Edit: I have run all the methods for several matrix sizes in this script, and these are the results:

enter image description here

Besides, the distribution of numbers is:

enter image description here

Thus, the implementation of @Luis Mendo is the one that scales better for low L values, which is my case. But, @Rody Oldenhuis optimized proposal is fast interdependently of the L value. Hence, a combined solution could be:

function mat = assignPermMatrix_comb(M,N,L,K)
    R = M*N;
    mat = zeros([L R]);
    if L<K*0.15
        ind = true(1,R); 
        while R
            mat(:,ind) = randi(K, L, R); 
            ind = any(diff(sort(mat))==0);
            R = nnz(ind);
        end
    else
        for ii=1:R
            mat(:,ii) = randperm(K,L);
        end
    end
    mat = reshape(mat.', [M N L]);
end

I am very thankful for all the effort that you put in your answers.

tashuhka
  • 5,028
  • 4
  • 45
  • 64
  • 1
    Have a look at my latest edit. Can you test Luis' approach vs. mine?
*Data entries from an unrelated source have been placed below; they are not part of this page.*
Issue #465, opened 2020-01-28
Enable useTsconfigDeclarationDir when declarationDir


etienne-dldc:
### Current Behavior

The `useTsconfigDeclarationDir` in `typescript2` rollup plugin is set to false.

### Desired Behavior

When `declarationDir` is set in `tsconfig.json` set `useTsconfigDeclarationDir` to `true`.

### Suggested Solution

```js
useTsconfigDeclarationDir: tsconfigJSON && tsconfigJSON.declarationDir
```

### Who does this impact? Who is this for?

This would fix #135  and in general improve experience in Monorepos (making "Go To Definition" work).

### Describe alternatives you've considered

Using `tsdx.config.js` but the config is not easy to change and it's needed in every package of the monorepo.

agilgur5:
Not totally sure how this is related to #184, but in general, that solution makes sense to me as necessary to support `declarationDir` 👍 Can probably use optional chaining (`?.`) syntax now as well.

Want to add a PR + test for this?

etienne-dldc:
Whoops, wrong issue number: #135 
Yeah, I can create a PR 😃

etienne-dldc:
It just appear to me that my "Suggested Solution" is stupid because `rollup-plugin-typescript2` will ignore `useTsconfigDeclarationDir` if there are not `declarationDir` defined so my proposal is the same as setting this to `true` and there would be no way to have a `declarationDir` but still compile enerything in `dist`.

1. This is fine, we just set `useTsconfigDeclarationDir: true`
2. We expose a way to opt-in this option
  a. With an additional CLI argument `--useDeclarationDir`
  b. We read the `typings` field in `package.json` and set `useTsconfigDeclarationDir` if it point to the same folder as `declarationDir` we turn `useTsconfigDeclarationDir` on
  c. ???

Personally, I thing **2.a** is the best options because it's non breaking and avoid unexpected behavior for people who might have a `declarationDir` by accident (copy/paste, default, other build tool...).

agilgur5:
> `rollup-plugin-typescript2` will ignore `useTsconfigDeclarationDir` if there are not `declarationDir` defined so my proposal is the same as setting this to `true`

I'm not certain that this is true. rpts2 defaults `declarationDir` to `cwd`, but if `useTsconfigDeclarationDir` is set, it's `undefined`:
[...]

PR #468, opened 2020-01-29
Enable useTsconfigDeclarationDir if declarationDir

### LINKED ISSUE #135: Incorrect Declaration Map Source
### Current Behavior

I am currently using `tsdx` to run the core package within my monorepo. When I import something from the core package and click through in my editor I end up in the declaration file - not the source file as I would expect.

Source file (`packages/core/src/`):
```ts
import base from './palette.json';

const use = {
  background: {
    primary: base.aliceBlue,
    secondary: base.white,
    tertiary: base.mirage,
  },
  text: {
    primary: base.mineShaft,
  },
};

const colors = { base, use };

export default colors;
```

Declaration file (`packages/core/dist/config/colors.d.ts.map`):
```json
{"version":3,"file":"colors.d.ts","sourceRoot":"","sources":["colors.ts"],"names":[],"mappings":"AAiBA,QAAA,MAAM,MAAM;;;;;;;;;;;;;;;;;;;;;;;;CAAgB,CAAC;AAE7B,eAAe,MAAM,CAAC"}
```

### Expected behavior
When I click-through on a variable imported from a `tsdx` package, I am taken to the source file - rather than the definition file.

Declaration file (`packages/core/dist/config/colors.d.ts.map`):
```
{"version":3,"file":"colors.d.ts","sourceRoot":"","sources":["../../src/config/colors.ts"],"names":[],"mappings":"AAiBA,QAAA,MAAM,MAAM;;;;;;;;;;;;;;;;;;;;;;;;CAAgB,CAAC;AAE7B,eAAe,MAAM,CAAC"}
```

### Suggested solution(s)

I have this working using the following rollup config, not sure how well this transfers to tsdx:

```js
import camelCase from 'lodash.camelcase';
import commonjs from 'rollup-plugin-commonjs';
import json from 'rollup-plugin-json';
import resolve from 'rollup-plugin-node-resolve';
import sourceMaps from 'rollup-plugin-sourcemaps';
import typescript from 'rollup-plugin-typescript2';
import ts from 'typescript';

const pkg = require('./package.json');

const libraryName = 'vulk-core';

export default {
  input: `src/${libraryName}.ts`,
  output: [
    {
      file: pkg.main,
      name: camelCase(libraryName),
      format: 'umd',
      sourcemap: true,
    },
    { file: pkg.module, format: 'es', sourcemap: true },
  ],
  // Indicate here external modules you don't wanna include in your bundle (i.e.: 'lodash')
  external: [],
  watch: {
    include: 'src/**',
  },
  plugins: [
    // Allow json resolution
    json(),
    // Compile TypeScript files
    typescript({
      useTsconfigDeclarationDir: true,
      typescript: ts,
    }),
    // Allow bundling cjs modules (unlike webpack, rollup doesn't understand cjs)
    commonjs(),
    // Allow node_modules resolution, so you can use 'external' to control
    // which external modules to include in the bundle
    // https://github.com/rollup/rollup-plugin-node-resolve#usage
    resolve(),

    // Resolve source maps to the original source
    sourceMaps(),
  ],
};
```

### Your environment

| TSDX           | 0.5.11
| TypeScript       | 3.4.5
| Browser          | N/A
| npm/Yarn         | yarn (with workspaces)
| Operating System | MacOs

etienne-dldc:
Following #465,

This enable the `useTsconfigDeclarationDir` option of  `rollup-plugin-typescript2` when `declarationDir` is set in tsconfig.

Probably Fix #135 too


etienne-dldc:
CI fails because "Your lockfile needs to be updated, but yarn was run with `--frozen-lockfile`." should I run yarn and update the PR ?

agilgur5:
> CI fails because "Your lockfile needs to be updated, but yarn was run with `--frozen-lockfile`." should I run yarn and update the PR ?

If you rebase with master and force-push, it should be fixed. It was just fixed in #470

test/fixtures/build-declarationDir/tsconfig.json
```diff
@@ -0,0 +1,28 @@
+{
+  "compilerOptions": {
+    "target": "es5",
```
agilgur5: `target` was just removed from all test fixtures in #466

justingrant:
@etienne-dldc @agilgur5 -  if `declarationDir` is omitted, then `useTsconfigDeclarationDir` will be false, which in turn will trigger #479.  This is different from tsc's behavior which is that `outDir` will be used to emit declaration files. I think it's probably a bad idea for default tsdx behavior to be different from default tsc behavior for the same config.

What do you think about making `useTsconfigDeclarationDir` true by default in rollup config, even if there's no `declarationDir`?  If yes, then this tsdx config setting could be an opt-out to handle cases where that default is not desired.

I read @agilgur5's [comment](https://github.com/jaredpalmer/tsdx/issues/465#issuecomment-579877403) in #465, but I just ran rollup with no `declarationDir` and also with `useTsconfigDeclarationDir: true`. Rolllup emitted all files in the right place *and* emitted correct sourcemap and declaration map files.  So I'm not sure what bad outcome would happen if `useTsconfigDeclarationDir: true` was default.

agilgur5:
> This is different from tsc's behavior which is that `outDir` will be used to emit declaration files.

@justingrant I don't think this specific PR is the right place to discuss `outDir` because TSDX doesn't really support `outDir` as I mentioned in https://github.com/jaredpalmer/tsdx/issues/479#issuecomment-581173998.
We can add support for that separately. This PR is specific to `declarationDir` support

> I read @agilgur5's [comment](https://github.com/jaredpalmer/tsdx/issues/465#issuecomment-579877403) in #465, but I just ran rollup with no `declarationDir` and also with `useTsconfigDeclarationDir: true`. Rolllup emitted all files in the right place _and_ emitted correct sourcemap and declaration map files. So I'm not sure what bad outcome would happen if `useTsconfigDeclarationDir: true` was default

I do think we'd want testing around this because rpts2 does behave differently when it is set vs. unset, as shown by the rpts2 code I pointed to in my comment.
Did that work with `outDir` set? Or with no `outDir` and no `declarationDir`?? You changed your repro and didn't provide a specific branch here, so the specifics of when it worked is opaque and confusing me

justingrant:
@agilgur5 - oops, I didn't notice that tsdx doesn't support `outDir`. Probably because my `outDir` was just `./dist` which I assume is the default.  I agree with you that `outDir`-related questions are out of scope for this PR. Good point.

That said, I still think my question is relevant: would it be good for `useTsconfigDeclarationDir` to be true by default, regardless of whether `declarationDir` is present in tsconfig?  What problems can happen if `useTsconfigDeclarationDir` is true but `declarationDir` is missing?

> Did that work with outDir set? Or with no outDir and no declarationDir?? You changed your repro and didn't provide a specific branch here, so the specifics of when it worked is opaque and confusing me

Sorry for confusion. I observed that if `useTsconfigDeclarationDir` is true (I ensured this by hacking tsdx's createRollupConfig.js) then it didn't matter whether `declarationDir` was `./dist`, `dist`, `dist/`, or was not present. In all those cases, tsdx correctly emitted `index.d.ts` into `dist` and `index.d.ts.map` was emitted with correct `sources` paths. While running these tests, `outDir` was set to `./dist`, so I'm not sure about behavior if there's no `outDir`.  You are right that tests are needed to cover all the cases. Let me know if there's more clarification I could provide here about the behavior I observed.

agilgur5:
> @agilgur5 - oops, I didn't notice that tsdx doesn't support `outDir`. Probably because my `outDir` was just `./dist` which I assume is the default. I agree with you that `outDir`-related questions are out of scope for this PR. Good point.

Yea `outDir` set to anything else won't actually make it output to a different directory and also multiple files will not be output correctly (iirc they'll overwrite each other since there's some name hard-coding). It is still passed to rpts2 which passes it to TS Language Service, so it does have _some_ effect as you've seen.
_(There's #321 specifically for `outDir` and then like 10 issues related to `outDir`, `preserveModules`, and multi-entry; pretty sure these are the most popular issue by a wide margin. My #367 goes a good amount of the way toward solving some, but not all of these problems. It's quite non-trivial as well, so digging into those weeds is a lot for this comparatively extremely small PR 😅 )_

> That said, I still think my question is relevant: would it be good for `useTsconfigDeclarationDir` to be true by default, regardless of whether `declarationDir` is present in tsconfig? What problems can happen if `useTsconfigDeclarationDir` is true but `declarationDir` is missing?

I'll refer to my proposed fix in https://github.com/jaredpalmer/tsdx/issues/479#issuecomment-581184234 for any other readers.
Idk what can happen, hence the anxiety around it 😅 The code paths _are_ different, so don't want to change that and potentially break people's builds without a fix or ample testing. The proposed fix I reference above would add a default `declarationDir`, so that would ensure the same code path regardless. **No changes required here in this PR.**
  
> I observed that if `useTsconfigDeclarationDir` is true (I ensured this by hacking tsdx's createRollupConfig.js) then it didn't matter whether `declarationDir` was `./dist`, `dist`, `dist/`, or was not present. In all those cases, tsdx correctly emitted `index.d.ts` into `dist` and `index.d.ts.map` was emitted with correct `sources` paths. While running these tests, `outDir` was set to `./dist`, so I'm not sure about behavior if there's no `outDir`. You are right that tests are needed to cover all the cases.

Ok, so they were both only ever set to `dist/` and `outDir` was always set. Thanks for the summary. That covers no `declarationDir` and yes `outDir` case. When neither is set but `useTsconfigDeclarationDir` is set is another that is potentially problematic. In any case, my proposed fix should workaround any potential problems.

test/fixtures/build-withTsconfig/tsconfig.json
```diff
@@ -0,0 +1,27 @@
+{
+  "compilerOptions": {
+    "module": "ESNext",
+    "lib": ["dom", "esnext"],
+    "declaration": true,
+    "declarationDir": "typings",
+    "declarationMap": true,
+    "sourceMap": true,
+    "rootDir": "./src",
```
agilgur5:
```suggestion
    "rootDir": "./",
```

For consistency with the other fixtures. `"./"` is actually incorrect, according to #488 , but I'd rather make all the changes to `"./src"` in one place.
This one change made me very confused as to why the declarationMap was output correctly here but not in the other fixtures when working on #488 (see https://github.com/jaredpalmer/tsdx/issues/479#issuecomment-581721483 and the comment before it)

test/fixtures/build-withTsconfig/tsconfig.json
```diff
@@ -0,0 +1,27 @@
...
+    "strictFunctionTypes": true,
+    "strictPropertyInitialization": true,
+    "noImplicitThis": true,
+    "alwaysStrict": true,
+    "noUnusedLocals": true,
+    "noUnusedParameters": true,
+    "noImplicitReturns": true,
+    "noFallthroughCasesInSwitch": true,
+    "moduleResolution": "node",
+    "baseUrl": ".",
```
agilgur5:
```suggestion
    "baseUrl": "./",
    "paths": {
      "*": ["src/*", "node_modules/*"]
    },
```

Similarly for consistency with the other fixtures

agilgur5:
Welp this still hasn't been merged by Jared and #504 got merged in first (that one is high prio to be fair), so now `rootDir` needs to be set back to `'./src'` 

Annd there's a merge conflict in here from #476 which also got merged first before this 😭 

SORRY for the churn, I'd have merged this in a while ago if I could 😐

etienne-dldc:
I've messed up a little bit with git (sorry 😞  ) but should be good now...

Ready to merge again 😉

etienne-dldc:
👋 @jaredpalmer any update on this ?

jaredpalmer:
Sorry for churn! Thank you for the effort! Makes a lot of sense. Would you be able to summarize this in one shirt comment for the release notes for me?

etienne-dldc:
Sure  😃,

> Tsdx now uses `declarationDir` when found in `tsconfig.json`. This let you change where types declarations (and associated `.d.ts.map`) are emitted. It also allow you to get correct `.d.ts.map` paths by setting `declarationDir` to `dist`.
This PR fix #135 & #465 

If this is too long you can keen just the twi first sentences or even just the first one.

agilgur5:
Just one thing -- this doesn't completely fix #135 / #479. As I wrote in #479 and a bit here, this creates a _workaround_ for correct declaration map `sources`, but doesn't resolve the _default_ case. That is resolved by #488 and #504 which was split off it; though it's kind of an upstream problem in general: https://github.com/ezolenko/rollup-plugin-typescript2/issues/204

agilgur5:
I emailed Jared and have now been added as a collaborator so I've merged this myself now. I don't yet have permissions on NPM to publish though.

Thanks again for this change @etienne-dldc and sticking through with the delays and conflicts 🙏 💯  😄 

@all-contributors please add @etienne-dldc for bugs, code, tests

I'm quite curious now how they compare on newer MATLAB versions :) – Rody Oldenhuis Mar 14 '14 at 15:11
  • 2
    You can see now the comparison in the updated question. It seems Luis' code is faster. Anyway, thank you so much for your time and interest. – tashuhka Mar 15 '14 at 17:53
  • 1
    Thanks for doing the comparison. Note that the running time results are sensitive to the numbers used. For example, my approach will suffer if K is not sufficiently larger than L – Luis Mendo Mar 15 '14 at 17:55
  • 1
    I must say, I'm completely mystified why my "optimized" solution is consistently *worse* than the original, even worse than `arrayfun`...Did you replace the `sort` with the two-argument `randperm`? What version of MATLAB are you using? And what's your hardware? – Rody Oldenhuis Mar 17 '14 at 09:29
  • 1
    Also, looking at the distributions, it would appear I made a mistake with the Fisher/Yates implementation...did you happen to find that mistake? – Rody Oldenhuis Mar 17 '14 at 09:30
  • @RodyOldenhuis, thank you so much for your comments. I tried again, but indeed there is not too much difference between the original and optimized implementation!? (FYI: I changed the `sort()` for `randperm`, and I am using 8.2.0.701 (R2013b) on a 64-Bit i5 CPU M540 2.5GHz (2 cores) machine with 6GB RAM) – tashuhka Mar 19 '14 at 10:50
  • I have been also trying to debug you Fisher/Yates implementation, from where did you get the concept? (maybe from here: http://bost.ocks.org/mike/shuffle/). BTW, it seems that `randperm` is already using Fisher/Yates: http://www.mathworks.com/matlabcentral/answers/20275-shuffle-matrix-elements – tashuhka Mar 19 '14 at 10:52
  • 1
    @tashuhka: "not too much difference between the original and optimized implementation" sounds better than what the graph is showing...If that's true, then it seems that the MathWorks have updated their JIT so it optimizes double-loops and 2D indexing, something that was not very fast until at least R2012b. But, as you have R2013b, it seems you can finally ignore my "optimization" :) – Rody Oldenhuis Mar 19 '14 at 10:59

3 Answers3

2

A rejection approach may be faster, depending on the values of L and K.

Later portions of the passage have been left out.